Are you a Commodore 64?

“We need to shift away from the notion of technology managing information and toward the idea of technology as a medium of relationships.”


This appears to be a quote from your favorite social media expert, right? It’s not; it’s from a book entitled No More Teams! by Michael Schrage and it rocks. What’s interesting to me about the book, aside from the content, is when it was published: back in 1990. I was just out of high school (and a life of reading GQ magazine, cutting class, and obsessing over girls). This is before Apple and Microsoft transformed the world. This is back when you had to program computers to make them do anything (Anyone remember Commodore 64s? Probably not.). So the idea of technology enabling people to build relationships must have seemed far-fetched, to say the least. Of course now computers can do almost anything with regards to the storage and processing of information. And we take for granted that platforms such as Twitter, Facebook, et al., are highly conducive mediums for building relationships. So for the author to make such a spot-on observation about the future of technology and workplace trends just blows my mind.

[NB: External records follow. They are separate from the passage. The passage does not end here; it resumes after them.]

PR #13612, opened 2021-11-04
Create named subroutines for test loader

b10n1k:
That was one out of two things i left out of https://github.com/os-autoinst/os-autoinst-distri-opensuse/pull/13534

This is to make the scheduler readable as the else block in the `load_publiccloud_tests` was not self-explanatory.
i include also loader in replacement of `create_hdd_autoyast_pc.yaml` from the `PC Tools Image`.

- Related ticket: https://progress.opensuse.org/issues/101427
- Verification run: 
[released](https://openqa.suse.de/t7605743)
[load_publiccloud_tools](https://openqa.suse.de/t7605744)
[load_publiccloud_download_repos](https://openqa.suse.de/t7605746)
[staging](https://openqa.suse.de/t7605745)
latest - some might fail likely due to missing variables:
[released](https://openqa.suse.de/tests/7637079)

This and other statements in the book made me realize that while it’s impossible to truly predict the future, you can and should continue to embrace it. Not doing so means getting left behind and possibly not being able to regain what’s lost. As the saying goes “The wake doesn’t drive the boat.” While it’s important to reflect on past events, it’s through forward facing thoughts and actions that anything of note gets done. It also prevents you from being content with past success, which doesn’t guarantee future progress. Or, as Jeremy Gutsche says in Exploiting Chaos: “Be careful to look beyond your own hill of competency.”

So if there’s anything you should take away from this post, it’s this:

  • Work hard and take pride in your success
  • Don’t trust that what works today will work tomorrow
  • Keep an eye on the future

And most importantly…

Don’t be a Commodore 64.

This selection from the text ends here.